**TASK INSTRUCTIONS:** Beginning with the first line of the material, set down each line exactly as written, up to and including the line with "Finally when results".

**TASK INPUTS:**
Issue #680, opened 2020-11-05
Behaviour when incompatible options are selected


tyronerees:
When the user has chosen an option that isn't available or possible, the default behaviour should be to ignore that option, and carry on.   

At the moment, running with an ini file that uses analytic jacobians on, say: 
`fitbenchmarking -o master_chi_squared.ini -p /NIST/average_difficulty /Neutron /SIF`
 will run on NIST, then stop with an error (and not try SIF).  I think we should ignore if that option is not available, with a warning, not an error, and continue with any available options.

This would also be a problem if we, e.g., choose 'general' minimizers are selected in 'algorithm_type', but the minimizer is chosen from 'scipy_ls'  (as 'scipy_ls' has no 'general' minimizers).

To fix this we should catch any unsupported combinations and print a warning saying that this will not be run due to conflicting requirements in the options file.

**Conflicting options**
- 'algorithm_type' can conflict with 'minimizers'
- 'jac_method' can conflict with the problem type (e.g., Mantid/bumps minimizers don't have analytic jacobians yet)
Future cases where this will be a problem are:
- 'cost_function' can conflict with 'minimizers' (e.g., hellinger conflicts with bumps, all ls minimizers conflict with Poisson)
- 'cost_function' can conflict with tables (Local min tables do not work with Poisson)

PR #735, opened 2021-03-11
680 Behaviour when incompatible options selected

jess-farmer:
#### Description of Work

Moves check for empty results outside of benchmark function, so that if all minimizers for a problem set fail then it can be ignored rather than causing an error.

If minimizer conflicts with analytic jacobian option then instead of an error, a warning is produced and option is ignored.

A function has been added to the base cost function classes to check that the selected minimizer is compatible with the selected cost function e.g if algorithm_type all has been selected with poisson cost function then the function will identify any ls minimizers that will then be ignored.

Finally when results are processed, if both the poisson cost function and local_min table have been selected, then the local min table option is ignored to avoid an error

Fixes [#680](https://github.com/fitbenchmarking/fitbenchmarking/issues/680)

#### Testing Instructions

1. Try running various options/problems to see if above changes work as intended
2. Do warning messages make sense and are they helpful to the user?


fitbenchmarking/results_processing/tables.py
```diff
@@ -64,62 +67,68 @@ def create_results_tables(options, results, best_results, group_name,
...
-                                    has_pp=has_pp,
-                                    pp_filenames=pp_filenames,
-                                    table=html_table,
-                                    error_message=ERROR_OPTIONS,
-                                    failed_problems=failed_problems,
-                                    unselected_minimzers=unselected_minimzers,
-                                    algorithm_type=options.algorithm_type,
-                                    report_failed_min=report_failed_min))
+
+            if suffix == 'local_min' and options.cost_func_type == 'poisson':
```
AndrewLister-STFC, line 71: This is a bit too specific. If we add a new cost function which is not a least squares one in the future, then we'll have to extend this with each new cost function.

I think this should be handled in the class that creates the table, either by exceptions or a validate function.

E.g. the local_min table class raises an exception if it's called with results from a cost function which is not a subclass of BaseNLLSCostFunc (`not isinstance(..., BaseNLLSCostFunc)`). We could then catch the exception in a try except around `generate_table` with a slightly more generic warning and `continue` to skip to the next table type.

AndrewLister-STFC (changes requested):
I like the method for checking minimizers are acceptable! It should make it much more user friendly, and opens the door for allowing multiple types to be passed in the future (the types feel more like a tag than a premade set now). I'm not sure about the extensibility of the method for handling table/cost_function clashes though.

I haven't had chance to run it yet, so I'll do that tomorrow afternoon. I think one of my comments about "self.invalid_algorithm_types" being repeated in subclasses may be relevent for things that aren't part of this pr... so I want to see if @tyronerees knows whether this was included for reasons I don't know (e.g. the docs need it)?

jess-farmer:
@AndrewLister-STFC thanks for looking through this and for your comments - I have now made the suggested changes and also changed the method for handling table/cost_function clashes

AndrewLister-STFC (approved):
Looks good!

**RESULT:**
Issue #680, opened 2020-11-05
Behaviour when incompatible options are selected


tyronerees:
When the user has chosen an option that isn't available or possible, the default behaviour should be to ignore that option, and carry on.   

At the moment, running with an ini file that uses analytic jacobians on, say: 
`fitbenchmarking -o master_chi_squared.ini -p /NIST/average_difficulty /Neutron /SIF`
 will run on NIST, then stop with an error (and not try SIF).  I think we should ignore if that option is not available, with a warning, not an error, and continue with any available options.

This would also be a problem if we, e.g., choose 'general' minimizers are selected in 'algorithm_type', but the minimizer is chosen from 'scipy_ls'  (as 'scipy_ls' has no 'general' minimizers).

To fix this we should catch any unsupported combinations and print a warning saying that this will not be run due to conflicting requirements in the options file.

**Conflicting options**
- 'algorithm_type' can conflict with 'minimizers'
- 'jac_method' can conflict with the problem type (e.g., Mantid/bumps minimizers don't have analytic jacobians yet)
Future cases where this will be a problem are:
- 'cost_function' can conflict with 'minimizers' (e.g., hellinger conflicts with bumps, all ls minimizers conflict with Poisson)
- 'cost_function' can conflict with tables (Local min tables do not work with Poisson)

PR #735, opened 2021-03-11
680 Behaviour when incompatible options selected

jess-farmer:
#### Description of Work

Moves check for empty results outside of benchmark function, so that if all minimizers for a problem set fail then it can be ignored rather than causing an error.

If minimizer conflicts with analytic jacobian option then instead of an error, a warning is produced and option is ignored.

A function has been added to the base cost function classes to check that the selected minimizer is compatible with the selected cost function e.g if algorithm_type all has been selected with poisson cost function then the function will identify any ls minimizers that will then be ignored.

Finally when results are processed, if both the poisson cost function and local_min table have been selected, then the local min table option is ignored to avoid an error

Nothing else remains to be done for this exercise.